[Entries provided — start]
PR #6448, opened 2025-05-04
builtin merge-tool: fix edge cases found by property-based testing

### LINKED ISSUE #5189: Panic in built-in diff editor when replacing directory with file
I'm not sure if I should make a new issue, but I got a consistent unreachable panic corner case type of thing that seems related to this (there is a possibility this is precisely what you guys are trying to fix :sweat_smile:)

Basically if you replace a folder with a file (in my case it was a symlink) and then try to split you get a panic.

minimal repro:
```bash
λ jj git init test
Initialized repo in "test"
λ cd test
λ mkdir folder
λ touch folder/.keep
λ jj ci -m 'added folder'
Working copy now at: (x) c76fc22 (empty) (no description set)
Parent commit      : (u) 9092cba added folder
λ rm -r folder
λ touch folder
λ jj split
Hint: Using default editor ':builtin'; run `jj config set --user ui.diff-editor :builtin` to disabl
e this message.
thread 'main' panicked at cli/src/merge_tools/builtin.rs:205:13:
internal error: entered unreachable code: list of changed files included a tree: TreeId("29a422c192
51aeaeb907175e9b3219a9bed6c616")
```

_Originally posted by @necauqua in https://github.com/jj-vcs/jj/issues/3702#issuecomment-2561200255_

On this topic, I've successfully used property-based testing for incremental file changes in a similar context. It would be good to try it here to fuzz for panics, at least.

jgreitemann:
Fixes #5189. As discussed in the issue, I went ahead with property-based testing and followed the state machine approach mentioned by @arxanas. Thanks for the pointers you gave in https://github.com/jj-vcs/jj/issues/5189#issuecomment-2836104306; they were quite helpful to get my head wrapped around it.

You mentioned that it would be nice to create working copy states for other tests. AFAIU the split been the `ReferenceStateMachine` and `StateMachineTest` traits in `proptest-state-machine` is intended to facilitate this kind of reuse of the reference state machine while keeping the test's state separate, so I've created a dedicated `proptest` module in `testutils` containing the data structure implementing `ReferenceStateMachine` the and associated strategies. The `StateMachineTest` implementation in `merge_tools::builtin` then applies the same transitions to its domain by manipulating the "right" `MergedTree`; another implementation could pick a different architectual flight level.

Regarding the state machine modeling:

- The transitions `CreateFile`/`DeleteFile` are implemented in a way that they don't require the path to be vacant/extant. `CreateFile` will overwrite existing files or even directories (as in the case of the issue) and `DeleteFile` is a no-op if the file does not exist. Of course, the strategies will generate the transitions such that `CreateFile` references a random file in an existing directory and `DeleteFile` references an existing file, but collisions might happen and shrinking can make existing files disappear (or even new ones appear, if a prior `DeleteFile` transition has been shrunk away). It is possible to impose preconditions for transitions and I did so at first but I've found that this really impedes the exploration of the state space and leads into dead ends when shrinking, presumably because the initial state can no longer be shrunk independently from the transitions and vice versa. This is a little hard to explain without going too deep; feel free to hit me up on Discord.
  
- I've not found a great way to test for other properties than what is done in the existing manual tests: selecting none of the changes produces the left tree, selecting them all produces the right tree. As mentioned in the discussion of the issue, it might make sense to apply only some changes, produce an intermediate tree, then apply the remaining changes to go all the way to the right tree. Usually, this sort of thing should be a perfect fit for proptesting but I've struggled to reconcile this with the state machine approach.
  
- The present incarnation is pretty limited to the issue at hand. There are several ways to expand on that (some of which you already mentioned). One thing that I _did_ include is file mode (well, at least the executable flag) and this promptly found another issue that is also fixed in this PR (in the last commit). (File mode was not covered by the manual tests so far because `testutils::create_tree` didn't account for it.)
  

The fix for the original issue is in the penultimate `tree_builder: ignore tombstone overrides on nested trees`. I've also added a regular regression test for this particular scenario. (Proptest docs recommend adding regular tests for known regressions as changes in the strategies effectively invalidate the checked-in seeds).

I'm not super happy with the fixes for either of the bugs. In both cases, it is the best thing I could do given the information that scm-record produces. I've highlighted the pain points in the ~commit messages~ change descriptions; perhaps you can judge for yourself whether to take any of that upstream.

# Checklist

If applicable:

### DIFF
--- a/cli/src/merge_tools/builtin.rs
+++ b/cli/src/merge_tools/builtin.rs
@@ -420,6 +420,15 @@ fn apply_changes(
     );
     // TODO: Write files concurrently
     for (path, file) in changed_files.into_iter().zip(files) {
+        let file_mode_change_selected = file
+            .sections
+            .iter()
+            .find_map(|sec| match sec {
+                scm_record::Section::FileMode { is_checked, .. } => Some(*is_checked),
+                _ => None,
+            })
+            .unwrap_or(false);
+
         let (
             scm_record::SelectedChanges {
                 contents,
@@ -428,10 +437,16 @@ fn apply_changes(
             _unselected,
         ) = file.get_selected_contents();
 
-        // If a file was not present in the selected changes (i.e. split out of a
-        // change, deleted, etc.) remove it from the tree.
         if file_mode == scm_record::FileMode::Absent {
-            tree_builder.set_or_remove(path, Merge::absent());
+            // The file is not present in the selected changes.
+            // Either a file mode change was selected to delete an existing file, so we
+            // should remove it from the tree,
+            if file_mode_change_selected {
+                tree_builder.set_or_remove(path, Merge::absent());
+            }
+            // or the file's creation has been split out of the change, in which case we
+            // don't need to change the tree.
+            // In either case, we're done with this file afterwards.
             continue;
         }
 
@@ -639,7 +654,9 @@ mod tests {
     use jj_lib::matchers::EverythingMatcher;
     use jj_lib::merge::MergedTreeValue;
     use jj_lib::repo::Repo as _;
+    use testutils::dump_tree;
     use testutils::repo_path;
+    use testutils::repo_path_component;
     use testutils::TestRepo;
 
     use super::*;
@@ -1250,6 +1267,85 @@ mod tests {
             all_changes_tree.id(),
             right_tree.id(),
             "all-changes tree was different",
+        );
+    }
+
+    #[test]
+    fn test_edit_diff_builtin_replace_directory_with_file() {
+        let test_repo = TestRepo::init();
+        let store = test_repo.repo.store();
+
+        let folder_path = repo_path("folder");
+        let file_in_folder_path = folder_path.join(repo_path_component("file_in_folder"));
+        let left_tree = testutils::create_tree_with(&test_repo.repo, |builder| {
+            builder.file(&file_in_folder_path, vec![]);
+        });
+        let right_tree = testutils::create_tree_with(&test_repo.repo, |builder| {
+            builder.file(folder_path, vec![]);
+        });
+
+        let (changed_files, files) = make_diff(store, &left_tree, &right_tree);
+        insta::assert_debug_snapshot!(changed_files, @r#"
+        [
+            "folder/file_in_folder",
+            "folder",
+        ]
+        "#);
+        insta::with_settings!({filters => vec![(r"\\\\", "/")]}, {
+            insta::assert_debug_snapshot!(files, @r#"
+            [
+                File {
+                    old_path: None,
+                    path: "folder/file_in_folder",
+                    file_mode: Unix(
+                        33188,
+                    ),
+                    sections: [
+                        FileMode {
+                            is_checked: false,
+                            mode: Absent,
+                        },
+                    ],
+                },
+                File {
+                    old_path: None,
+                    path: "folder",
+                    file_mode: Absent,
+                    sections: [
+                        FileMode {
+                            is_checked: false,
+                            mode: Unix(
+                                33188,
+                            ),
+                        },
+                    ],
+                },
+            ]
+            "#);
+        });
+        let no_changes_tree_id = apply_diff(store, &left_tree, &right_tree, &changed_files, &files);
+        let no_changes_tree = store.get_root_tree(&no_changes_tree_id).unwrap();
+        assert_eq!(
+            left_tree.id(),
+            no_changes_tree.id(),
+            "no-changes tree was different:\nexpected tree:\n{}\nactual tree:\n{}",
+            dump_tree(store, &left_tree.id()),
+            dump_tree(store, &no_changes_tree.id()),
+        );
+
+        let mut files = files;
+        for file in &mut files {
+            file.toggle_all();
+        }
+        let all_changes_tree_id =
+            apply_diff(store, &left_tree, &right_tree, &changed_files, &files);
+        let all_changes_tree = store.get_root_tree(&all_changes_tree_id).unwrap();
+        assert_eq!(
+            right_tree.id(),
+            all_changes_tree.id(),
+            "all-changes tree was different:\nexpected tree:\n{}\nactual tree:\n{}",
+            dump_tree(store, &right_tree.id()),
+            dump_tree(store, &all_changes_tree.id()),
         );
     }
 
--- a/cli/src/merge_tools/builtin.rs
+++ b/cli/src/merge_tools/builtin.rs
@@ -863,17 +863,11 @@ mod tests {
 
         let added_executable_file_path = repo_path("executable_file");
         let left_tree = testutils::create_tree(&test_repo.repo, &[]);
-        let right_tree = {
-            // let store = test_repo.repo.store();
-            let mut tree_builder = store.tree_builder(store.empty_tree_id().clone());
-            testutils::write_executable_file(
-                &mut tree_builder,
-                added_executable_file_path,
-                "executable",
-            );
-            let id = tree_builder.write_tree().unwrap();
-            MergedTree::resolved(store.get_tree(RepoPathBuf::root(), &id).unwrap())
-        };
+        let right_tree = testutils::create_tree_with(&test_repo.repo, |builder| {
+            builder
+                .file(added_executable_file_path, "executable")
+                .executable(true);
+        });
 
         let (changed_files, files) = make_diff(store, &left_tree, &right_tree);
         insta::assert_debug_snapshot!(changed_files, @r#"
--- a/cli/src/merge_tools/builtin.rs
+++ b/cli/src/merge_tools/builtin.rs
@@ -341,6 +341,18 @@ async fn make_diff_files(
                 sections.extend(make_diff_sections(&old_contents, &new_contents)?);
             }
 
+            (
+                FileContents::Binary {
+                    hash: Some(left_hash),
+                    ..
+                },
+                FileContents::Binary {
+                    hash: Some(right_hash),
+                    ..
+                },
+            ) if left_hash == right_hash => {
+                // Binary file contents have not changed.
+            }
             (left, right @ FileContents::Binary { .. })
             | (left @ FileContents::Binary { .. }, right) => {
                 sections.push(scm_record::Section::Binary {
--- a/cli/src/merge_tools/builtin.rs
+++ b/cli/src/merge_tools/builtin.rs
@@ -388,6 +388,7 @@ fn apply_diff_builtin(
         &mut tree_builder,
         changed_files,
         files,
+        |path| left_tree.path_value(path),
         |path| right_tree.path_value(path),
         |path, contents, executable| {
             let old_value = left_tree.path_value(path)?;
@@ -422,6 +423,7 @@ fn apply_changes(
     tree_builder: &mut MergedTreeBuilder,
     changed_files: Vec<RepoPathBuf>,
     files: &[scm_record::File],
+    select_left: impl Fn(&RepoPath) -> BackendResult<MergedTreeValue>,
     select_right: impl Fn(&RepoPath) -> BackendResult<MergedTreeValue>,
     write_file: impl Fn(&RepoPath, &[u8], bool) -> BackendResult<MergedTreeValue>,
 ) -> BackendResult<()> {
@@ -449,7 +451,7 @@ fn apply_changes(
             _unselected,
         ) = file.get_selected_contents();
 
-        if file_mode == scm_record::FileMode::Absent {
+        if file_mode == mode::ABSENT {
             // The file is not present in the selected changes.
             // Either a file mode change was selected to delete an existing file, so we
             // should remove it from the tree,
@@ -462,9 +464,16 @@ fn apply_changes(
             continue;
         }
 
+        let executable = file_mode == mode::EXECUTABLE;
         match contents {
             scm_record::SelectedContents::Unchanged => {
-                // Do nothing.
+                if file_mode_change_selected {
+                    // File contents haven't changed, but file mode needs to be updated on the tree.
+                    let value = override_file_executable_bit(select_left(&path)?, executable);
+                    tree_builder.set_or_remove(path, value);
+                } else {
+                    // Neither file mode, nor contents changed => Do nothing.
+                }
             }
             scm_record::SelectedContents::Binary {
                 old_description: _,
@@ -474,13 +483,25 @@ fn apply_changes(
                 tree_builder.set_or_remove(path, value);
             }
             scm_record::SelectedContents::Text { contents } => {
-                let executable = file_mode == mode::EXECUTABLE;
                 let value = write_file(&path, contents.as_bytes(), executable)?;
                 tree_builder.set_or_remove(path, value);
             }
         }
     }
     Ok(())
+}
+
+fn override_file_executable_bit(
+    mut merged_tree_value: MergedTreeValue,
+    new_executable_bit: bool,
+) -> MergedTreeValue {
+    for tree_value in merged_tree_value.iter_mut().flatten() {
+        let TreeValue::File { executable, .. } = tree_value else {
+            panic!("incompatible update: expected a TreeValue::File, got {tree_value:?}");
+        };
+        *executable = new_executable_bit;
+    }
+    merged_tree_value
 }
 
 pub fn edit_diff_builtin(
@@ -648,8 +669,11 @@ pub fn edit_merge_builtin(
             .map(|file| file.repo_path.clone())
             .collect_vec(),
         &state.files,
-        // TODO: It doesn't make sense to select new value from the source tree.
-        // Perhaps, "their" tree value should be extracted from a conflict?
+        |path| tree.path_value(path),
+        // FIXME: It doesn't make sense to select a new value from the source tree.
+        // Presently, `select_right` is never actually called, since it is used to select binary
+        // sections, but `make_merge_file` does not produce `Binary` sections for conflicted files.
+        // This needs to be revisited when the UI becomes capable of representing binary conflicts.
         |path| tree.path_value(path),
         |path, contents, executable| {
             let id = store.write_file(path, &mut &contents[..]).block_on()?;
@@ -949,6 +973,207 @@ mod tests {
             all_changes_tree.id(),
             right_tree.id(),
             "all-changes tree was different",
+        );
+    }
+
+    #[test]
+    fn test_edit_diff_builtin_empty_file_mode_change() {
+        let test_repo = TestRepo::init();
+        let store = test_repo.repo.store();
+
+        let empty_file_path = repo_path("empty_file");
+        let left_tree = testutils::create_tree_with(&test_repo.repo, |builder| {
+            builder.file(empty_file_path, vec![]).executable(false);
+        });
+        let right_tree = testutils::create_tree_with(&test_repo.repo, |builder| {
+            builder.file(empty_file_path, vec![]).executable(true);
+        });
+
+        let (changed_files, files) = make_diff(store, &left_tree, &right_tree);
+        insta::assert_debug_snapshot!(changed_files, @r#"
+        [
+            "empty_file",
+        ]
+        "#);
+        insta::assert_debug_snapshot!(files, @r#"
+        [
+            File {
+                old_path: None,
+                path: "empty_file",
+                file_mode: Unix(
+                    33188,
+                ),
+                sections: [
+                    FileMode {
+                        is_checked: false,
+                        mode: Unix(
+                            33261,
+                        ),
+                    },
+                ],
+            },
+        ]
+        "#);
+        let no_changes_tree_id = apply_diff(store, &left_tree, &right_tree, &changed_files, &files);
+        let no_changes_tree = store.get_root_tree(&no_changes_tree_id).unwrap();
+        assert_eq!(
+            left_tree.id(),
+            no_changes_tree.id(),
+            "no-changes tree was different:\nexpected tree:\n{}\nactual tree:\n{}",
+            dump_tree(store, &left_tree.id()),
+            dump_tree(store, &no_changes_tree.id()),
+        );
+
+        let mut files = files;
+        for file in &mut files {
+            file.toggle_all();
+        }
+        let all_changes_tree_id =
+            apply_diff(store, &left_tree, &right_tree, &changed_files, &files);
+        let all_changes_tree = store.get_root_tree(&all_changes_tree_id).unwrap();
+        assert_eq!(
+            right_tree.id(),
+            all_changes_tree.id(),
+            "all-changes tree was different:\nexpected tree:\n{}\nactual tree:\n{}",
+            dump_tree(store, &right_tree.id()),
+            dump_tree(store, &all_changes_tree.id()),
+        );
+    }
+
+    #[test]
+    fn test_edit_diff_builtin_text_file_mode_change() {
+        let test_repo = TestRepo::init();
+        let store = test_repo.repo.store();
+
+        let text_file_path = repo_path("text_file");
+        let left_tree = testutils::create_tree_with(&test_repo.repo, |builder| {
+            builder.file(text_file_path, "text").executable(false);
+        });
+        let right_tree = testutils::create_tree_with(&test_repo.repo, |builder| {
+            builder.file(text_file_path, "text").executable(true);
+        });
+
+        let (changed_files, files) = make_diff(store, &left_tree, &right_tree);
+        insta::assert_debug_snapshot!(changed_files, @r#"
+        [
+            "text_file",
+        ]
+        "#);
+        insta::assert_debug_snapshot!(files, @r#"
+        [
+            File {
+                old_path: None,
+                path: "text_file",
+                file_mode: Unix(
+                    33188,
+                ),
+                sections: [
+                    FileMode {
+                        is_checked: false,
+                        mode: Unix(
+                            33261,
+                        ),
+                    },
+                    Unchanged {
+                        lines: [
+                            "text",
+                        ],
+                    },
+                ],
+            },
+        ]
+        "#);
+        let no_changes_tree_id = apply_diff(store, &left_tree, &right_tree, &changed_files, &files);
+        let no_changes_tree = store.get_root_tree(&no_changes_tree_id).unwrap();
+        assert_eq!(
+            left_tree.id(),
+            no_changes_tree.id(),
+            "no-changes tree was different:\nexpected tree:\n{}\nactual tree:\n{}",
+            dump_tree(store, &left_tree.id()),
+            dump_tree(store, &no_changes_tree.id()),
+        );
+
+        let mut files = files;
+        for file in &mut files {
+            file.toggle_all();
+        }
+        let all_changes_tree_id =
+            apply_diff(store, &left_tree, &right_tree, &changed_files, &files);
+        let all_changes_tree = store.get_root_tree(&all_changes_tree_id).unwrap();
+        assert_eq!(
+            right_tree.id(),
+            all_changes_tree.id(),
+            "all-changes tree was different:\nexpected tree:\n{}\nactual tree:\n{}",
+            dump_tree(store, &right_tree.id()),
+            dump_tree(store, &all_changes_tree.id()),
+        );
+    }
+
+    #[test]
+    fn test_edit_diff_builtin_binary_file_mode_change() {
+        let test_repo = TestRepo::init();
+        let store = test_repo.repo.store();
+
+        let binary_file_path = repo_path("binary_file");
+        let left_tree = testutils::create_tree_with(&test_repo.repo, |builder| {
+            builder
+                .file(binary_file_path, vec![0xff, 0x00])
+                .executable(false);
+        });
+        let right_tree = testutils::create_tree_with(&test_repo.repo, |builder| {
+            builder
+                .file(binary_file_path, vec![0xff, 0x00])
+                .executable(true);
+        });
+
+        let (changed_files, files) = make_diff(store, &left_tree, &right_tree);
+        insta::assert_debug_snapshot!(changed_files, @r#"
+        [
+            "binary_file",
+        ]
+        "#);
+        insta::assert_debug_snapshot!(files, @r#"
+        [
+            File {
+                old_path: None,
+                path: "binary_file",
+                file_mode: Unix(
+                    33188,
+                ),
+                sections: [
+                    FileMode {
+                        is_checked: false,
+                        mode: Unix(
+                            33261,
+                        ),
+                    },
+                ],
+            },
+        ]
+        "#);
+        let no_changes_tree_id = apply_diff(store, &left_tree, &right_tree, &changed_files, &files);
+        let no_changes_tree = store.get_root_tree(&no_changes_tree_id).unwrap();
+        assert_eq!(
+            left_tree.id(),
+            no_changes_tree.id(),
+            "no-changes tree was different:\nexpected tree:\n{}\nactual tree:\n{}",
+            dump_tree(store, &left_tree.id()),
+            dump_tree(store, &no_changes_tree.id()),
+        );
+
+        let mut files = files;
+        for file in &mut files {
+            file.toggle_all();
+        }
+        let all_changes_tree_id =
+            apply_diff(store, &left_tree, &right_tree, &changed_files, &files);
+        let all_changes_tree = store.get_root_tree(&all_changes_tree_id).unwrap();
+        assert_eq!(
+            right_tree.id(),
+            all_changes_tree.id(),
+            "all-changes tree was different:\nexpected tree:\n{}\nactual tree:\n{}",
+            dump_tree(store, &right_tree.id()),
+            dump_tree(store, &all_changes_tree.id()),
         );
     }
 
--- a/cli/src/merge_tools/builtin.rs
+++ b/cli/src/merge_tools/builtin.rs
@@ -477,9 +477,17 @@ fn apply_changes(
             }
[Entries provided — finish]
# [Brief]
Up to and including the line with "Fixes #5189. As", transcribe the entries above exactly, starting from their first line.

# [The completed task]
PR #6448, opened 2025-05-04
builtin merge-tool: fix edge cases found by property-based testing

### LINKED ISSUE #5189: Panic in built-in diff editor when replacing directory with file
I'm not sure if I should make a new issue, but I got a consistent unreachable panic corner case type of thing that seems related to this (there is a possibility this is precisely what you guys are trying to fix :sweat_smile:)

Basically if you replace a folder with a file (in my case it was a symlink) and then try to split you get a panic.

minimal repro:
```bash
λ jj git init test
Initialized repo in "test"
λ cd test
λ mkdir folder
λ touch folder/.keep
λ jj ci -m 'added folder'
Working copy now at: (x) c76fc22 (empty) (no description set)
Parent commit      : (u) 9092cba added folder
λ rm -r folder
λ touch folder
λ jj split
Hint: Using default editor ':builtin'; run `jj config set --user ui.diff-editor :builtin` to disabl
e this message.
thread 'main' panicked at cli/src/merge_tools/builtin.rs:205:13:
internal error: entered unreachable code: list of changed files included a tree: TreeId("29a422c192
51aeaeb907175e9b3219a9bed6c616")
```

_Originally posted by @necauqua in https://github.com/jj-vcs/jj/issues/3702#issuecomment-2561200255_

On this topic, I've successfully used property-based testing for incremental file changes in a similar context. It would be good to try it here to fuzz for panics, at least.

jgreitemann:
Fixes #5189. As discussed in the issue, I went ahead with property-based testing and followed the state machine approach mentioned by @arxanas. Thanks for the pointers you gave in https://github.com/jj-vcs/jj/issues/5189#issuecomment-2836104306; they were quite helpful to get my head wrapped around it.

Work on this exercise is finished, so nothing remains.